3.28: pokračovať.

Trail Day 1: Saint Jean Pied de Port -> Valcarlos, 7.3mi (after the trek from Paris to SJPdP).

My grandpa loved poetry. One of the most difficult things I’ve ever had to do was sit back and watch his mid-nineties memory fail him from the seat of my early-twenties. But even on the worst days, you could mention the Raven by Edgar Allan Poe, Robert Frost’s name or begin quoting Winston Churchill’s “We Shall Fight on the Beaches” speech and he would find the familiar words he kept tucked away.

I bought a 500 page poetry anthology for these 500 miles. All the trail guides I read before this trip reasonably recommend packing light, using the space you have intentionally and limiting the weight of your pack to an almost impossible percentage of your body weight comprised of only the most necessary things.

That’s how I ended up with three pairs of socks and a bulky poetry book shoved in my pack (amid the rest of my meticulous packing list).

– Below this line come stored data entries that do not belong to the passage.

PR #1697, opened 2023-03-09
SW-2786 filter temperature values

JFSolution:
* added fire warning to analytics
* added temperature filter to filter spikes


JFSolution:
This will be implemented in iobeam instead
https://bitbucket.org/mrbeam/iobeam/pull-requests/83

PR #1701, opened 2023-03-10
SW-2541 Implement design/text changes for Page 4 (laser safety)

khaledsherkawi:
SW-254 Add new laser safety design


octoprint_mrbeam/__init__.py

My grandpa loved poetry and I loved him (more than I will ever be able to find words for). Reading, even carrying, this book makes me feel a little closer, which makes all the difference. Even on the worst days.

Two roads diverged in a yellow wood,

And sorry I could not travel both

And be one traveler, long I stood

And looked down one as far as I could

To where it bent in the undergrowth;

Then took the other, just as fair,

And having perhaps the better claim,

Because it was grassy and wanted wear;

Though as for that the passing there

Hand worn them really about the same,

And both that morning equally lay

In leaves no step has trodden black.

Oh, I kept the first for another day!

Yet knowing how way leads on to say,

I doubted if I should ever come back.

I shall be telling this with a sigh

Somewhere aged and ages hence:

Two roads diverged in a wood, and I –

I took the one less traveled by,

And that has made all the difference.